> What is expected:
Using the data below, find how many lines include the word "server" and report that figure alone.

> Raw data:
"""

PR #2330, opened 2026-08-29
Guard server-icon decoding against oversized (decompression-bomb) images

gigioneggiando:
Server icons are fetched from a URL the server advertises. `fetch` already caps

"""

> Final answer:
2